Where the listing below has a line with "colorDrawable = PaintDrawable(backgroundColor)", write out exactly that line and every line after it, stopping after the line with "Changing it to".

■ AVAILABLE DATA:
-- Opening Marker --

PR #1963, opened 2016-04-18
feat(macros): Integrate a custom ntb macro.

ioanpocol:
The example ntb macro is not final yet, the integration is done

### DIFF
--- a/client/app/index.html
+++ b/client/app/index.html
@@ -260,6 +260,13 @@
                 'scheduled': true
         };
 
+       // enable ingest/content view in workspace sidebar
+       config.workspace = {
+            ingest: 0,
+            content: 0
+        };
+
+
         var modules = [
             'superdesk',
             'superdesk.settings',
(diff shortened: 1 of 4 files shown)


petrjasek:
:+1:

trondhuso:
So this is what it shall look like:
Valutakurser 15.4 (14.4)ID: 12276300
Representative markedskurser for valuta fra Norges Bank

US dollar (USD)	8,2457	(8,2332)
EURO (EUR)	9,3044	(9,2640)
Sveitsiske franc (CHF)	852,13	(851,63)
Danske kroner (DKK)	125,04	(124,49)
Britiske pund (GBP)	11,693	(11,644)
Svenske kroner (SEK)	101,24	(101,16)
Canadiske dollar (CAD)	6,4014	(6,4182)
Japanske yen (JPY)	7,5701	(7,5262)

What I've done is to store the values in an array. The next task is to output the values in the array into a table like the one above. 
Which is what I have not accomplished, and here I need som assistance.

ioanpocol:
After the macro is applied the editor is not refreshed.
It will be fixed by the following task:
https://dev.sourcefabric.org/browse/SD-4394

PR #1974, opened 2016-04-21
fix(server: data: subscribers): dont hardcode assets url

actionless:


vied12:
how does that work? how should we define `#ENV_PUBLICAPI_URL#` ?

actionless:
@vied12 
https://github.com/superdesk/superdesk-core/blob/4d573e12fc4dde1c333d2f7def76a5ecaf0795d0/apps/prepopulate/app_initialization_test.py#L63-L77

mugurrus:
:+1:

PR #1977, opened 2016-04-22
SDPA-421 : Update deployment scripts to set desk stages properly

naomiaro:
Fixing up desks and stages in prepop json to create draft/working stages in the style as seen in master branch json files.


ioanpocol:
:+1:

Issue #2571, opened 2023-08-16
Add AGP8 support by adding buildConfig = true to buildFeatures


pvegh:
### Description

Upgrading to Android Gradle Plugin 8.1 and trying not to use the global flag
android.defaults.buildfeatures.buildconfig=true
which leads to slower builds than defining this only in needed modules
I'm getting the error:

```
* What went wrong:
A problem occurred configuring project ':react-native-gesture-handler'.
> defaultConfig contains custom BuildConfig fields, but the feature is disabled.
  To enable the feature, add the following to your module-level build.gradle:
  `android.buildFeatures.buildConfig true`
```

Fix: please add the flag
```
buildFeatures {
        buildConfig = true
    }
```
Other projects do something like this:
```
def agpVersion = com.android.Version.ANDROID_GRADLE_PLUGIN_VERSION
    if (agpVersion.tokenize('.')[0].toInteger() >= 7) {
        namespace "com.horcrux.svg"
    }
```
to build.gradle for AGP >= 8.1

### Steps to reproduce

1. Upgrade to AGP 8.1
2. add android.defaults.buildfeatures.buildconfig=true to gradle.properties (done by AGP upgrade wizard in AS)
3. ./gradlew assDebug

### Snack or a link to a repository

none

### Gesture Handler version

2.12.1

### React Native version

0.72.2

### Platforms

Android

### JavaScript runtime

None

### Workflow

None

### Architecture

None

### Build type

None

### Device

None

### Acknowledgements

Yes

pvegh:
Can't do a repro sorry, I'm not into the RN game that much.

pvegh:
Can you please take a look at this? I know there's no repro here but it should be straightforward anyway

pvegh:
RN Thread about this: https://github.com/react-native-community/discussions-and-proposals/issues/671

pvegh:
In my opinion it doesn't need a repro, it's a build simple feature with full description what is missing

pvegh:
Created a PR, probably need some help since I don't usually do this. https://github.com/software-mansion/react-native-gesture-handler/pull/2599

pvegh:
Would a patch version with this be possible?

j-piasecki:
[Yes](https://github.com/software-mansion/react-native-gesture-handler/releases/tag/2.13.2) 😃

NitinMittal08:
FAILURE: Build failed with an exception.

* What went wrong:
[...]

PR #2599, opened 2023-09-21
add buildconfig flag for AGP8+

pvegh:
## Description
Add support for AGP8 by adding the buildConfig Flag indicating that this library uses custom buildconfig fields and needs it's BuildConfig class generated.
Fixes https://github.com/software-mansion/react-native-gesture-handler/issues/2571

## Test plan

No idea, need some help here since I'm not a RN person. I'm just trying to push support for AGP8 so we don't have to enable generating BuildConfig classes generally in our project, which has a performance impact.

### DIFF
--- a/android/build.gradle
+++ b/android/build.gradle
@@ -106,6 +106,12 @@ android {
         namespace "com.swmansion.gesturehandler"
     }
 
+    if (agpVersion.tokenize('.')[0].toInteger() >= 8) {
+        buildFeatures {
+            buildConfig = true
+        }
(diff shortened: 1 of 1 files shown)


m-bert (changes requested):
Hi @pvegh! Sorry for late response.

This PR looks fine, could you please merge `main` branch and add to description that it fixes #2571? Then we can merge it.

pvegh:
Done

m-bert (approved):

-- Closing Marker --
-- Opening Marker --

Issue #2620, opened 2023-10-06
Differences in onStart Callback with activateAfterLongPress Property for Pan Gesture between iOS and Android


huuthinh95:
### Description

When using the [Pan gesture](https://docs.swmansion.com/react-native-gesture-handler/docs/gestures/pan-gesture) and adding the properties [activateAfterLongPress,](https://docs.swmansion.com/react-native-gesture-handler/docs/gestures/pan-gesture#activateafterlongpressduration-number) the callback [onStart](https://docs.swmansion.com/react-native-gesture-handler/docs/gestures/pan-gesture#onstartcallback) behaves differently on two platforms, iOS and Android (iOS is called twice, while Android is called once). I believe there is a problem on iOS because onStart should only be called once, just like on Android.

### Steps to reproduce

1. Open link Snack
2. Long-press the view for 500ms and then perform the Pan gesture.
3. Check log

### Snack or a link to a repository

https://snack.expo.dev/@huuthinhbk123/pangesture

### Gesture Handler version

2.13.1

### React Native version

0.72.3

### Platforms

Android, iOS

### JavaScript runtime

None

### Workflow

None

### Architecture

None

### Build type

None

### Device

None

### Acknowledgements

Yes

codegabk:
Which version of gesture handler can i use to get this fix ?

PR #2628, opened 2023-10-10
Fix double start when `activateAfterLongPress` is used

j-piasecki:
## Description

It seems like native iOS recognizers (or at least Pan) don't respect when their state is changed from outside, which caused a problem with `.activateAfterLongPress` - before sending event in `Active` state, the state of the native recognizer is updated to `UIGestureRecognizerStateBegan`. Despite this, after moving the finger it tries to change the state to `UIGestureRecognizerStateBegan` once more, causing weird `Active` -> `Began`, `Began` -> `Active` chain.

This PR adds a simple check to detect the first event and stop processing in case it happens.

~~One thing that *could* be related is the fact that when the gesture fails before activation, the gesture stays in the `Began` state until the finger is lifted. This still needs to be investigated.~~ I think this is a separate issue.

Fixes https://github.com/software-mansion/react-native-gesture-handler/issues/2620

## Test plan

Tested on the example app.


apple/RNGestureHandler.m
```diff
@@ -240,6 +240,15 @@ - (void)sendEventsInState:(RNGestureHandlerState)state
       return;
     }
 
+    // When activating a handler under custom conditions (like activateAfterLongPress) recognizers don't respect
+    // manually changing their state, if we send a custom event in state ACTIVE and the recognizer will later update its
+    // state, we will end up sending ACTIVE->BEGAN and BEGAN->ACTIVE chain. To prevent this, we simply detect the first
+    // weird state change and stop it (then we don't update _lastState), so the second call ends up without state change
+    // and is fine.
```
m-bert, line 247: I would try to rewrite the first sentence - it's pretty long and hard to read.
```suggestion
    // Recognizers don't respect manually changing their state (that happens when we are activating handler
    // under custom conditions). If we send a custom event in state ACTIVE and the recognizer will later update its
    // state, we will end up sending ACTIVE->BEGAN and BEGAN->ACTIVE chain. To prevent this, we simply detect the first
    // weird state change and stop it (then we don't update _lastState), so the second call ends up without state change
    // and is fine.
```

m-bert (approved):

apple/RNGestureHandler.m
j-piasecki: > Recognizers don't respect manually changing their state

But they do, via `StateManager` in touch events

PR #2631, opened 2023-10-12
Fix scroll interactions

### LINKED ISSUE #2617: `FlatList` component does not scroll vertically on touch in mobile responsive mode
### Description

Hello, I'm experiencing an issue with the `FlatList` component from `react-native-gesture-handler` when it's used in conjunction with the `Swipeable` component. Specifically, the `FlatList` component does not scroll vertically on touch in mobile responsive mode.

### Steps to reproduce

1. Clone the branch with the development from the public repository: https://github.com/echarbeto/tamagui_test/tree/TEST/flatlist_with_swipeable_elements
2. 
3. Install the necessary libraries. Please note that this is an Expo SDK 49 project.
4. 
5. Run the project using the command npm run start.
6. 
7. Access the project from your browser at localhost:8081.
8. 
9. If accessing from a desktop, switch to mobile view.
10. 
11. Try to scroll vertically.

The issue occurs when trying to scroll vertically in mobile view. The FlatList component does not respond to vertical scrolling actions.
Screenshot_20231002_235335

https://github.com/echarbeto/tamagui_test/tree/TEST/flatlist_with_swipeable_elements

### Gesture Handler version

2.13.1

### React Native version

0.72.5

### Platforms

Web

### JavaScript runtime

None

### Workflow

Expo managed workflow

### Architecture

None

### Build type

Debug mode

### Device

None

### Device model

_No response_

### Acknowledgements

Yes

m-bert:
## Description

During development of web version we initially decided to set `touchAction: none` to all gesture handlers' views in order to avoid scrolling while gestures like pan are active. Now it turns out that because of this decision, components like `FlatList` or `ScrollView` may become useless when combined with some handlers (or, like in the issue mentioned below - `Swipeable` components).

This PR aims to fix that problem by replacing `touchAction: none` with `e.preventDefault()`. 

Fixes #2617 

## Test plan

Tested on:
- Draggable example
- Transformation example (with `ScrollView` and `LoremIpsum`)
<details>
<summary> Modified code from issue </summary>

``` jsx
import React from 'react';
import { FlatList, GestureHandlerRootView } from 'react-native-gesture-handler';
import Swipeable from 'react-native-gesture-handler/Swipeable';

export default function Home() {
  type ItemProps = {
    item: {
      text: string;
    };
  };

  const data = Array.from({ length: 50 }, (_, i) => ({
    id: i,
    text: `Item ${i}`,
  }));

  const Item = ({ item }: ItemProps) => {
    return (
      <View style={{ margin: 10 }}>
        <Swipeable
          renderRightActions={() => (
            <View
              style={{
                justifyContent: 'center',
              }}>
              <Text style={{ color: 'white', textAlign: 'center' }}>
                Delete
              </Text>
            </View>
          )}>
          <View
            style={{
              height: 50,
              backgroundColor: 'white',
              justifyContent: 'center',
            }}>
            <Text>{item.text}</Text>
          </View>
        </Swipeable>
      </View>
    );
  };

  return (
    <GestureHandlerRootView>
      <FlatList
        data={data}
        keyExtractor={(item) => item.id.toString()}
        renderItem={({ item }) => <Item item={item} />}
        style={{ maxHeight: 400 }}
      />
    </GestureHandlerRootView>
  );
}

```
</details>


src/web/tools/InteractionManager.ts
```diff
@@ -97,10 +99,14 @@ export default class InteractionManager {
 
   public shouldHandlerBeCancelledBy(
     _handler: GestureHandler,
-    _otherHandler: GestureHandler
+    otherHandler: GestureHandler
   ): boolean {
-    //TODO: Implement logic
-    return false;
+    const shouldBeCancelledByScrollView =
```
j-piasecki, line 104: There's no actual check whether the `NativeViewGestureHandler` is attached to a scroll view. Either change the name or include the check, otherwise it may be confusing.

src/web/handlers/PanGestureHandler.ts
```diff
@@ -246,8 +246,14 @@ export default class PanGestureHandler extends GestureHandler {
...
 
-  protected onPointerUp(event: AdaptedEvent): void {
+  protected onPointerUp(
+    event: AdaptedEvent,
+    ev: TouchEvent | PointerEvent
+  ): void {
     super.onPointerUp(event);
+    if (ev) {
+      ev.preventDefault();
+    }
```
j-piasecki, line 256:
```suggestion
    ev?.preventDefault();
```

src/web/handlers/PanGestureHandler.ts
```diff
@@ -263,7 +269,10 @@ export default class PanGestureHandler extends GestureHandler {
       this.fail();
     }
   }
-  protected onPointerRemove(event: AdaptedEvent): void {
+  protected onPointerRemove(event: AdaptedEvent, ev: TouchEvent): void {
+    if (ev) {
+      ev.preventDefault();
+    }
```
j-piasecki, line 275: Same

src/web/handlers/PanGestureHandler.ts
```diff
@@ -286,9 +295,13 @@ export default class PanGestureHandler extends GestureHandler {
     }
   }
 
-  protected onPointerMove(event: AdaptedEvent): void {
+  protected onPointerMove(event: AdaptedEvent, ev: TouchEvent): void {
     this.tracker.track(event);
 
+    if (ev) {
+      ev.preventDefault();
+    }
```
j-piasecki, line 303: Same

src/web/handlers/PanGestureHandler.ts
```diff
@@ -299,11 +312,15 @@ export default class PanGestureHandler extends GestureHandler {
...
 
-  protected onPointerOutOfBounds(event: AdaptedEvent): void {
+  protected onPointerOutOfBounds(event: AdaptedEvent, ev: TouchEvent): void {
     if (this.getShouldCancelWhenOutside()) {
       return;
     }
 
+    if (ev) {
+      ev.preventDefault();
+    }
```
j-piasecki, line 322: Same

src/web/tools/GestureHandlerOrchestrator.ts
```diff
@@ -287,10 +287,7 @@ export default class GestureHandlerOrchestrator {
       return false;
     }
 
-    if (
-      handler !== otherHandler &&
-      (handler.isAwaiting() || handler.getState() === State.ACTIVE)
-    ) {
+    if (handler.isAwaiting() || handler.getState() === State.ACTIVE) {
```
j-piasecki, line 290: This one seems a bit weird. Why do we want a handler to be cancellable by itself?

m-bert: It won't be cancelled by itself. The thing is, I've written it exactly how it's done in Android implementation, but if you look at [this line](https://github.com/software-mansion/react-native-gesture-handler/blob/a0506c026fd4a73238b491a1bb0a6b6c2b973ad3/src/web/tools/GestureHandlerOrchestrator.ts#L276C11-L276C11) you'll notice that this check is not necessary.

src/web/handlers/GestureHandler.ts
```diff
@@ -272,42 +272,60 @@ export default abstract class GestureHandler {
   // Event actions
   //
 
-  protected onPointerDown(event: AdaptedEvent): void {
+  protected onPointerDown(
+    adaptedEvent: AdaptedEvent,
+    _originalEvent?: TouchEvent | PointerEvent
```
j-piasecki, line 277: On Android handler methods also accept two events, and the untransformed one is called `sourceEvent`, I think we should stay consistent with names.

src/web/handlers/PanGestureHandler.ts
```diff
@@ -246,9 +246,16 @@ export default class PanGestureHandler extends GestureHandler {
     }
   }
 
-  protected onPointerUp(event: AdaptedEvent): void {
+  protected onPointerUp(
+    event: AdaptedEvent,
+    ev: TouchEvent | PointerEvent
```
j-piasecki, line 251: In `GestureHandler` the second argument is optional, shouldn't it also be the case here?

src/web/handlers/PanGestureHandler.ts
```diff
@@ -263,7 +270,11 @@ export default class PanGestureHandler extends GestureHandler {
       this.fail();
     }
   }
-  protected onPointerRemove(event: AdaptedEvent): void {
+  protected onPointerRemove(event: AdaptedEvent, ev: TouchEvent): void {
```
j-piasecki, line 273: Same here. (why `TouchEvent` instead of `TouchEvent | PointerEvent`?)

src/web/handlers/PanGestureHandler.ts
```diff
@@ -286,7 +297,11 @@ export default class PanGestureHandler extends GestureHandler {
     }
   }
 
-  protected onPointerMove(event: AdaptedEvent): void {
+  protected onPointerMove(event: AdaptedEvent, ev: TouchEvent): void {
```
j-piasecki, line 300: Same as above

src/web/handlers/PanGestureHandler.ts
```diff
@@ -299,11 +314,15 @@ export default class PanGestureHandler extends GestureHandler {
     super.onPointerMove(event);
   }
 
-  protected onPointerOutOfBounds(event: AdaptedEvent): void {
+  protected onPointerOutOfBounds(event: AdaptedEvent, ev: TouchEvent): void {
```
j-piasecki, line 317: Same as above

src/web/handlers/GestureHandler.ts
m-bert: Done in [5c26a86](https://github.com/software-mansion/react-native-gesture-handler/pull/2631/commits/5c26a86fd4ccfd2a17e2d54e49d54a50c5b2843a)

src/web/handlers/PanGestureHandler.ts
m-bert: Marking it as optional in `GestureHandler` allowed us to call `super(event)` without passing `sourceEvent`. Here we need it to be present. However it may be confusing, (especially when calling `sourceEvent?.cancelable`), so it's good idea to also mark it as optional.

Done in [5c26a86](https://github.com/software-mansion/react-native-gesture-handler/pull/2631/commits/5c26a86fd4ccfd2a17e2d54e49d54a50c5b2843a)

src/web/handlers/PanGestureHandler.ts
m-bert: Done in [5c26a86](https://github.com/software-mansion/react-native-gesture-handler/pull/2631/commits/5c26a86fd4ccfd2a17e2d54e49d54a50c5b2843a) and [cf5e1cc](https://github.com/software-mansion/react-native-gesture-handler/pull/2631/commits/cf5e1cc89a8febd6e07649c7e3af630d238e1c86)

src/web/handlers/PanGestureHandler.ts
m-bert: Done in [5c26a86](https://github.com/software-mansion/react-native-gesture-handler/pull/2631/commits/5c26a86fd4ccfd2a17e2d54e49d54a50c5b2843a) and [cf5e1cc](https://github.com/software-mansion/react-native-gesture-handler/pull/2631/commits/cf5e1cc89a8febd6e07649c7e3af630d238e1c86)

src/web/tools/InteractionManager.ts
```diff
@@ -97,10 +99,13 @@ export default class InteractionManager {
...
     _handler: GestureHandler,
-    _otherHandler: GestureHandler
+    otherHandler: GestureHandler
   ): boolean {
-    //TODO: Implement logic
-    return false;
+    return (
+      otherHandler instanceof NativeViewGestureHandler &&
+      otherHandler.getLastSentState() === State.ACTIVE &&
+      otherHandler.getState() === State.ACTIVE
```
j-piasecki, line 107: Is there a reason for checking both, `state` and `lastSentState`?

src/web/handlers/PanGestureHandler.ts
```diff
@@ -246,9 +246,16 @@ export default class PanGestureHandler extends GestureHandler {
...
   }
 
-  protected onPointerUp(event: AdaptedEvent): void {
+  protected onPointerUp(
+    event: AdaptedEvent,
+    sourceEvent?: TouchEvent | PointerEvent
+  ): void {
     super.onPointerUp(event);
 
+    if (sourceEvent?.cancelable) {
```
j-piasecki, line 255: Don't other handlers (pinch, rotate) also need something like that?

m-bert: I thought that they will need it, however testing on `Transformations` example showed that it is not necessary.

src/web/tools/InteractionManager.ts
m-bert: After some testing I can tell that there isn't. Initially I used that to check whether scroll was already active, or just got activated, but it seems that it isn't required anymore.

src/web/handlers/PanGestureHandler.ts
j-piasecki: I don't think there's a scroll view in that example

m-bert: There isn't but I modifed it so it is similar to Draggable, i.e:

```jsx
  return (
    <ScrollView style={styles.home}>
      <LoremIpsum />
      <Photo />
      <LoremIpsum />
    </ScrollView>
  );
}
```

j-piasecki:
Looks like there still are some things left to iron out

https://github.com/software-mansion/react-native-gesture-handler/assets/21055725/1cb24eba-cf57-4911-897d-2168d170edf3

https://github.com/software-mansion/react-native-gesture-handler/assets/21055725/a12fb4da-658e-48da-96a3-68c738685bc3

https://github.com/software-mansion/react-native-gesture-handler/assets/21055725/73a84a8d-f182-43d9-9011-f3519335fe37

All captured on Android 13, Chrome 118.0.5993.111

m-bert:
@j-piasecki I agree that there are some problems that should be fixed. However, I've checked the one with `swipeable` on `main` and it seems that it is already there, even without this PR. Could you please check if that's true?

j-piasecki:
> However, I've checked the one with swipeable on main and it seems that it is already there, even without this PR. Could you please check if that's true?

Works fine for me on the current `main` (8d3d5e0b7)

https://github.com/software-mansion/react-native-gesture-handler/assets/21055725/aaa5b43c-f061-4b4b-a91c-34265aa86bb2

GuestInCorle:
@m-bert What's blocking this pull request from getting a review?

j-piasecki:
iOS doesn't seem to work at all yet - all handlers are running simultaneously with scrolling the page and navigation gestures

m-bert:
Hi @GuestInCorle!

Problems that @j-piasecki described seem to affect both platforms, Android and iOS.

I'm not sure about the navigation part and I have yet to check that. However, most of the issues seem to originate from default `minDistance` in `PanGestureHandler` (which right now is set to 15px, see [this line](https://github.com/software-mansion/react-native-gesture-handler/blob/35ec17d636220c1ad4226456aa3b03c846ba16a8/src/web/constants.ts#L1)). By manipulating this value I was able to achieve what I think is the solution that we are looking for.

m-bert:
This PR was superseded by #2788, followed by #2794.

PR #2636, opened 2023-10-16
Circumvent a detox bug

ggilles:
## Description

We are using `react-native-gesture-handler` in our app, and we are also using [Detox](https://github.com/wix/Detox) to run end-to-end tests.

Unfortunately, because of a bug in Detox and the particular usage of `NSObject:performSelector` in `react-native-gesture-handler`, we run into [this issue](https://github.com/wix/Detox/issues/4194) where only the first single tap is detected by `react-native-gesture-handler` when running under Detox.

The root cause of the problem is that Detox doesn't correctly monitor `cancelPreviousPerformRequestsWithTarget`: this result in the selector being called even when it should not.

-- Closing Marker --
-- Opening Marker --

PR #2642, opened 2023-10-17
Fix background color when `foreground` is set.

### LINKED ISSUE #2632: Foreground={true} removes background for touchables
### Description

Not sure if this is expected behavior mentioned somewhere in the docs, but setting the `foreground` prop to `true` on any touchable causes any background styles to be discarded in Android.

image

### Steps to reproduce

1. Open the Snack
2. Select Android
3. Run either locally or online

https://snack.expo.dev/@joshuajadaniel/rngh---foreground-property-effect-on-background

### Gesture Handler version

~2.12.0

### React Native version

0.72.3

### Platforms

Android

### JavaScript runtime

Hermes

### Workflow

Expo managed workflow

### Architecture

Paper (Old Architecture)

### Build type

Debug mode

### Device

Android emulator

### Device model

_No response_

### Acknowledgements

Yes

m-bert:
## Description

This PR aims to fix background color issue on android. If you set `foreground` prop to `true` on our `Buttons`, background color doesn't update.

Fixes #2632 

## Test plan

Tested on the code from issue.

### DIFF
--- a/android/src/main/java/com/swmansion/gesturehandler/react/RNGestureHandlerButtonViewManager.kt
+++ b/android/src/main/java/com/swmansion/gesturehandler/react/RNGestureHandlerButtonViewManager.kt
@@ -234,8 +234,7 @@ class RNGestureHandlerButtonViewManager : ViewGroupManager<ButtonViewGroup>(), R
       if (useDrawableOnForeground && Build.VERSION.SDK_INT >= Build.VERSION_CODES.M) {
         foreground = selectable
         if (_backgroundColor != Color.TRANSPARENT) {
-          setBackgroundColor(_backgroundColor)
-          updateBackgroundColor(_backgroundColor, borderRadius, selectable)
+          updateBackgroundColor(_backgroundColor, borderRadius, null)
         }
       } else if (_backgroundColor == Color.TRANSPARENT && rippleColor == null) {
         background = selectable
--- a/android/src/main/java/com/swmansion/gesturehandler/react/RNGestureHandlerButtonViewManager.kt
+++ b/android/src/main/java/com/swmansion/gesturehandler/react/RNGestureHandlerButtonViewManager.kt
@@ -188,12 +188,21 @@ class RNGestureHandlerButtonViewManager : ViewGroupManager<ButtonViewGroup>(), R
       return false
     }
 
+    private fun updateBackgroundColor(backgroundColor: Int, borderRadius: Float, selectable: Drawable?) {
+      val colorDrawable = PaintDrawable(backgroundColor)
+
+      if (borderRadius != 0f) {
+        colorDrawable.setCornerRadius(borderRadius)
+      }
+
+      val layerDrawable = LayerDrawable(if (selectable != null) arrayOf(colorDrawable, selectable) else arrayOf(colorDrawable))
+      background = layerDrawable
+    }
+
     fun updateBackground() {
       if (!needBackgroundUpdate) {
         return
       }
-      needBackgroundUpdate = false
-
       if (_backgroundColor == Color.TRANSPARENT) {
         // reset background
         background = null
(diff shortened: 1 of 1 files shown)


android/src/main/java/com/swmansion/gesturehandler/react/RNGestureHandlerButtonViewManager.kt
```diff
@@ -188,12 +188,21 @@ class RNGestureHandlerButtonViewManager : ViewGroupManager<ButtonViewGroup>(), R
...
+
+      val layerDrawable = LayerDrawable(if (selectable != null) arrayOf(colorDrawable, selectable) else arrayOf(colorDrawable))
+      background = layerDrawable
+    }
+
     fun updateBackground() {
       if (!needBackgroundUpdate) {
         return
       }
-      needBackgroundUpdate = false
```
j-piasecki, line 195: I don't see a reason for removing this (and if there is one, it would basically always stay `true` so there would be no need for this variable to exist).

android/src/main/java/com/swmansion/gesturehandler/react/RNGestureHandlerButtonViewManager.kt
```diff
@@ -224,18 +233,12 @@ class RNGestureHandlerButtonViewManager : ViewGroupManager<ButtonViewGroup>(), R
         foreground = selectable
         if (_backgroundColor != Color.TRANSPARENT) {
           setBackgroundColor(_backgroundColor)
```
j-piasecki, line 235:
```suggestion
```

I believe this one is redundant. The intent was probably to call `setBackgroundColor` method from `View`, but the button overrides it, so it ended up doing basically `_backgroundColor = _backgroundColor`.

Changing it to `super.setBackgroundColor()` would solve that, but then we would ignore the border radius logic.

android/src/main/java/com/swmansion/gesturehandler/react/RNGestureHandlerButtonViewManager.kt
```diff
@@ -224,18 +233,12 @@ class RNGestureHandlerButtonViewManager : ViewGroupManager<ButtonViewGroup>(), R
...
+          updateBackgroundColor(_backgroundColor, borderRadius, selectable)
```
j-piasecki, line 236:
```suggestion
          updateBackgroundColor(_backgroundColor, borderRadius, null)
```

-- Closing Marker --

■ RESULT OF THE TASK:
+      val colorDrawable = PaintDrawable(backgroundColor)
+
+      if (borderRadius != 0f) {
+        colorDrawable.setCornerRadius(borderRadius)
+      }
+
+      val layerDrawable = LayerDrawable(if (selectable != null) arrayOf(colorDrawable, selectable) else arrayOf(colorDrawable))
+      background = layerDrawable
+    }
+
     fun updateBackground() {
       if (!needBackgroundUpdate) {
         return
       }
-      needBackgroundUpdate = false
-
       if (_backgroundColor == Color.TRANSPARENT) {
         // reset background
         background = null
(diff shortened: 1 of 1 files shown)


android/src/main/java/com/swmansion/gesturehandler/react/RNGestureHandlerButtonViewManager.kt
```diff
@@ -188,12 +188,21 @@ class RNGestureHandlerButtonViewManager : ViewGroupManager<ButtonViewGroup>(), R
...
+
+      val layerDrawable = LayerDrawable(if (selectable != null) arrayOf(colorDrawable, selectable) else arrayOf(colorDrawable))
+      background = layerDrawable
+    }
+
     fun updateBackground() {
       if (!needBackgroundUpdate) {
         return
       }
-      needBackgroundUpdate = false
```
j-piasecki, line 195: I don't see a reason for removing this (and if there is one, it would basically always stay `true` so there would be no need for this variable to exist).

android/src/main/java/com/swmansion/gesturehandler/react/RNGestureHandlerButtonViewManager.kt
```diff
@@ -224,18 +233,12 @@ class RNGestureHandlerButtonViewManager : ViewGroupManager<ButtonViewGroup>(), R
         foreground = selectable
         if (_backgroundColor != Color.TRANSPARENT) {
           setBackgroundColor(_backgroundColor)
```
j-piasecki, line 235:
```suggestion
```

I believe this one is redundant. The intent was probably to call `setBackgroundColor` method from `View`, but the button overrides it, so it ended up doing basically `_backgroundColor = _backgroundColor`.

Changing it to `super.setBackgroundColor()` would solve that, but then we would ignore the border radius logic.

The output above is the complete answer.